Taking the paddle steamer form Dhaka to Khulna; My Experience
I recently read a book called ‘The Lunatic Express’ and I had to giggle when I saw that boat journies in Bangladesh are amongst the most dangerous boat journeys in the world. Apparently, over 1000 people die each year on Bangladesh ferries. The highest ratio of deaths to journeys in the world. I’m glad I had read the book prior to our departure or our $4, the two-day journey mightn’t have felt quite as good value. However, the actual rocket steamer we rode has never sunk. So that was reassuring at least!
The ridiculous hospitality of our adopted Bangladeshi family had continued as Raul had arranged family of his to meet us in the Khulna port when we arrived which removed some of the trepidation that I was constantly flooded with throughout Bangladesh. So we boarded and off we went! The three of us had our own cabin which apparently was one step down from the luxury travel but a hell of a step up from 200 people squeezed head to foot in an open room on the basement of the boat so we were happy enough.
I headed to the back of the ferry and had one long gaze back at Dhaka, it had been a hell of a start to my new backpacking life and one that would hold me in good stead in the years to come.
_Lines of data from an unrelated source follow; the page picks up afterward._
PR #2344, opened 2026-09-03
fix(auto): type grade-gate stop reasons and pin degraded terminal

sergiobuilds:
## Maintainer replacement

Supersedes #2341 after GitHub rejected a maintainer push to the contributor fork despite `maintainerCanModify=true`. This branch preserves contributor commit `e3f3a8c99dca98c464452189c588b796fc457f1f`, merges current `main`, and adds the exact degraded-terminal assertions requested by the exact-head review.

## Summary

The auto pipeline's grade gate is its most common BLOCKED outcome, and it was the last blocker family still leaving `stop_reason_code` at `None`. All 6 `mark_blocked(..., tool_name="grade_gate")` sites passed no `error_code`, so every consumer downstream — `ooo auto` (prints `-`), the MCP envelope (omits the key), harness traces (null), `attention_relay` (nothing to relay) — had to parse English prose to tell three different situations apart:

| prose the consumer had to read | what it actually means | right next step |
|---|---|---|
| "Seed grade C did not meet required grade B" | the grade bar was not cleared | raise the grade |
| "Seed review did not clear the Seed for execution" | the grade bar **was** cleared; the review withheld `may_run` | raising the grade is the wrong move |
| "Degraded seed retains hard safety blockers…" | a deadline-recovery Seed still carries safety markers | resolve the markers |

This is an internal inconsistency, not a missing feature: two lines below the untyped sites, the interview layer already emits `UNSTUCK_EXHAUSTED_STOP_REASON_CODE`, and the runtime emits `watchdog_wall_clock_exceeded` — both as module-level consts, precisely so "the alphabet of valid `stop_reason_code` values can be discovered by reading the module surface" (`interview_driver.py:170`). The grade gate simply never joined that convention.

Scope is deliberately one blocker family. 37 of the 51 `mark_blocked` call sites in `src/` were untyped; typing them all in one PR would be unreviewable. This types the 6 that share one gate and one meaning, leaving 31.

## Review boundary

- **User problem**: a consumer of `AutoPipelineResult` / the MCP envelope / a harness trace cannot machine-distinguish the three grade-gate terminals, because all three arrive as `stop_reason_code=None` plus free prose.
- **Inputs and execution conditions**: the REVIEW-phase grade gate and the post-QA grade gate in `AutoPipeline`, for both normal and `degraded` Seeds. No new I/O, no new external calls, no config surface.
- **Promised contract**: each of the three grade-gate terminals now sets a canonical `stop_reason_code` — `seed_grade_below_required`, `seed_review_withheld_run`, `degraded_seed_safety_blockers` — and the blocker prose is unchanged, so existing prose-reading consumers keep working. Blockers *without* a canonical code still leave `stop_reason_code` at `None` (regression-guarded).
- **Implementation boundary and owner**: `src/ouroboros/auto/`. The three consts and the two gate predicates live in a new module `grade_gate_terminals.py` rather than extending `pipeline.py`, which is a #1797 grandfathered module. No data or security boundary is crossed.
- **Non-goals**: the other 31 untyped `mark_blocked` sites; any change to which Seeds are blocked; any change to blocker wording; any new envelope field.
- **Evidence**: 3 new tests in `tests/unit/auto/test_stop_reason_code.py` pin the real-pipeline grade-below-required and review-withheld paths. The existing degraded safety-terminal test in `tests/unit/auto/test_pipeline_partial_product_terminal.py` now pins the third canonical code on both `result.stop_reason_code` and persisted `state.last_error_code`. The new cases were verified red against the unfixed pipeline, and removing the degraded terminal's `error_code` now fails its exact assertion. Three RUN re-entry / QA-advisory call sites remain mutation-surviving and are disclosed below as follow-up coverage.

## Test plan

- [x] `pytest tests/unit/auto/test_stop_reason_code.py -q` — 8 passed
- [x] The 3 new cases fail against `origin/main`'s `pipeline.py` (3/3 at the baseline)
- [x] `pytest tests/unit/auto/test_pipeline_partial_product_terminal.py tests/unit/auto/test_pipeline_interview_deadline_closure.py tests/unit/auto/test_provenance_gate.py -q` — 34 passed (degraded-Seed path, which this PR refactors)
- [x] `ruff check` / `ruff format --check` / `mypy src/` clean
- [x] `scripts/check-module-size.py --baseline-ref origin/main` — OK; `pipeline.py` **shrinks** from 3348 to 3289 lines against a 3306 budget
- [x] `scripts/check-auto-boundary.py`, `check-max-turns-envelope.py` — clean

Filled `N/A` deliberately, and stating why so the intent is auditable rather than skipped:

1. **No per-round work changes.** The diff replaces inline conditionals with calls to two pure predicates over already-computed values, and passes an already-known string to `mark_blocked`. It adds no loop, no I/O, no LLM call, and no allocation inside a round. The only reachable cost is one extra Python function call per grade-gate evaluation, which happens at most twice per run.
2. **The live R-run was not executed.** `OUROBOROS_RUN_CANONICAL=1 pytest tests/canonical/ -k cli-todo` is documented in `tests/canonical/README.md` as a maintainer-only manual path that "costs real LLM" budget, and `~/.ooo-observability/` holds no baseline on this machine. I did not spend maintainer LLM budget to measure a change that cannot move the number. If a maintainer wants the measurement anyway, say so and I will run it.

Budget compliance: [ ] within 1.5× / [ ] regression flagged with mitigation / [x] N/A (no per-round cost path changed; see reasoning above)

## Found while auditing this branch, and deliberately not fixed here

Nine adversarial lenses ran against this exact commit. The refactor itself came back
clean under a 674-combination equivalence sweep (grades `A/B/C/D/F/""/"a"/None` ×
`required_grade` × `may_run` × `skip_run` × 0/1/2 blockers, plus `review=None`,
transcribed from the removed `-` lines of this diff): zero divergences, zero
fail-opens, unknown grades still fail closed. The four findings below reproduce, and
none of them is mine — I checked that claim rather than taking the lenses' word for
it, by extracting each enclosing function from the AST at `origin/main` and at HEAD
and comparing whole bodies, which is immune to the line shifts this refactor causes.

1. **`pipeline.py:2729` — a pre-run judge's `passed` bit is the only evidence that
   "the product was verified."** `_has_verified_product_completion` returns `True` on
   `state.last_qa_passed`, whose only substantive writer is the Seed-*document* QA gate
   that runs strictly before dispatch. A judge envelope `{"passed": true, "score": 0.0,
   "verdict": "fail"}` therefore reports `artifact_state="complete_verified"` for a
   session where no run handle exists — short-circuiting the guard in `artifact_state.py`
   written to prevent exactly that. The existing regression at `test_surface.py:2664`
   pins the guard while hand-passing `product_verified=False`, a value the production
   path never produces, so it is vacuous. Function and writer line are both byte-identical
   across the two revisions. The fix changes what `complete_verified` means for every
   MCP caller and belongs in its own PR.

2. **`pipeline.py:1022` — the `grade_gate` resume branch trusts the file, not the
   artifact it ruled on.** `--resume` re-reads the Seed from `state.seed_path` with no
   provenance or integrity check and overwrites `state.seed_artifact`. One edit to
   `ambiguity_score` reverses a refusal-to-run terminal into `complete` **and dispatches
   the run**; `degraded: true` reverses it into a partial-product success. The control
   row re-blocks with the same typed code this PR adds, which is how the reversal is
   visible at all. `pipeline.py:120-128` asserts the opposite in prose — "editing the
   on-disk `state.seed_path` file therefore has no effect". Line 1022 is untouched by
   this diff and `_load_seed` is byte-identical; closing it means owning seed-artifact
   authority on resume, which is a boundary decision, not a silent in-PR expansion.

3. **`pipeline.py:3121` — the ambiguity recogniser's misses are permissive, not
   strict.** `_requests_seed_qa_ambiguity_repair` is the Seed-QA gate's only hard stop;
   everything else on a failed verdict is a deliberate advisory-continue. It matches
   exactly two clauses (`must not exceed`, `(must|should) not be greater than`) under
   `re.fullmatch`, so any other modal, any synonym of *exceed*, or a trailing clause
   falls through to the permissive branch. Byte-identical across revisions. The fix is
   to decide from `seed.metadata.ambiguity_score` rather than from English; merely
   relaxing the regex regresses the negatives pinned at `test_pipeline_lateral.py:254-260`.

4. **`pipeline.py:2096` — the ambiguity terminal is unreachable on the last attempt.**
   It is nested inside `if attempt < max_attempts`, so with `--max-repair-rounds 1`
   (reachable from both the CLI and the MCP argument) the loop runs once, `1 < 1` is
   false, and control falls to the `repair_budget_exhausted` advisory continue. This is
   the repo's known partial-gate-on-one-exit shape. `_run_seed_qa_gate` differs between
   the revisions *only* in how the review-gate blocker is constructed; the nesting is untouched.

Happy to open them as their own PRs — (3) and (4) together, (1) and (2) separately.

## One gap in this PR's own coverage, disclosed rather than buried

Mutation testing by the audit's `exits` lens deletes each added `error_code=` in turn.
Three of six are killed by committed tests; three survive:

```
KILLED   REVIEW grade/may_run gate
KILLED   post-QA review gate
KILLED   REVIEW degraded-seed terminal      (pipeline.py:1165)
SURVIVED RUN re-entry grade gate            (pipeline.py:1253)
SURVIVED RUN re-entry may_run gate          (pipeline.py:1297)
SURVIVED QA-advisory review gate            (pipeline.py:2193)
```

The three new tests are genuinely red against `HEAD~1`, and the existing degraded safety-terminal test now fails if that site's `error_code` is removed. The remaining three call sites behave correctly under independent probes but are not mutation-pinned by the committed suite.

I am not widening the PR further. The two RUN re-entry sites need dedicated resume tests, and the QA-advisory site needs a focused committed assertion; those are follow-up coverage with their own review surface.

## Related issues

Refs #1157 — a typed terminal envelope is what lets `ooo auto` be driven without a human reading prose. Refs #1797 for the module-size constraint that put the new code in its own module.


sergiobuilds:
Ready for exact-head re-review at f00edbd1ebced4436b345feb46bb770c196f661a. The original #2341 blocker is fixed with exact result/state assertions for degraded_seed_safety_blockers, the PR body now reflects the repaired coverage accurately, all current-head CI checks are green, and the contributor commit remains preserved as the first parent.

sergiobuilds:
@ouroboros-agent Please perform a fresh exact-head review of `f00edbd1ebced4436b345feb46bb770c196f661a`. The original #2341 blocker is fixed with exact result/state assertions for `degraded_seed_safety_blockers`; the PR body now accurately reports the three committed mutation-pinned sites and the three remaining follow-up coverage sites. All required CI checks and three independent exact-head reviews pass. Please publish an explicit APPROVED or current-head REQUEST_CHANGES verdict.

sergiobuilds:
Superseded by #2341, which now includes the repaired stop-reason classification and degraded-terminal regression coverage and has been merged after current-head approval and green CI. Closing this duplicate maintainer repair PR.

Dhaka had been a hectic place but one worthy of a visit for sure. Thanks to the ‘Rocket’ we felt as if we were leaving in true Bangladeshi fashion. This boat was an experience itself. And I was relishing every moment. The scenery over the next 40 hours was amazing and the widespread damage from all the flooding is there for anyone to see. This country seems bereft of any hills, mountains or hump of any description! As we meandered down the river we passed scores of ‘ports’ where the people were full of frantic smiles, laughs and waves.
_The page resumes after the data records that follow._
PR #2336, opened 2026-09-01
feat(lateral): grounded decision advisory + interview-less seed — RFC P1–P4

Q00:
Refs #2335

## One user problem

38% of MCP-attached users ever make a first tool call, and the two features that need no upfront spec — lateral fan-out and seed generation — either trigger too rarely (stagnation only), produce ungrounded opinion piles, or demand a heavy interview. This PR ships the grounded-lateral RFC (P1–P4) plus the reference-contrast deadlock fix from the 0.52.0 field incident.

## Supported inputs and execution conditions

- `ouroboros_lateral_think`: new optional `mode` (`unstuck` default | `decision`) and `research` (bool). Omitted args are byte-compatible with today's behavior on every dispatch path (plugin-passive / host-driven / sequential-inline).
- `ouroboros_generate_seed`: new optional `session_context` object (goal, acceptance_criteria, constraints, decisions, project_type) accepted **instead of** `session_id`; the interview path is untouched. No LLM backend is required or used on this path.
- `ouroboros_record_conductor_decision`: new `actor_mode="advisory"` value for read-only decision records; existing actor modes and all mutating-governance gates unchanged.
- Citation audit runs only when a lateral persona-panel fan-out submission actually contains fenced evidence blocks with URLs; otherwise no network is touched.

## Observable contract and invariants

- `mode=decision` with no persona selection fans out all 5 personas and stamps a synthesis contract (ONE recommendation, grounds, dissent, flip conditions) plus a `record_decision` template keyed by fanout_id.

To be honest the 40 hours or so flew by. We had constant visitors peering into our cabin making sure the rumours they heard about the 3 young white guys were true. Wandering around the boat kept me occupied for a long time too. As did fighting off the various insects and cockroaches that were cohabiting our cabin for the evening. Before too long we were approaching Khulna which would be our next and last leg of the Bangladesh adventure, praying that Azim would be waiting for us at the port. We had Kolkata, India as the next stop on our journey. India is calling.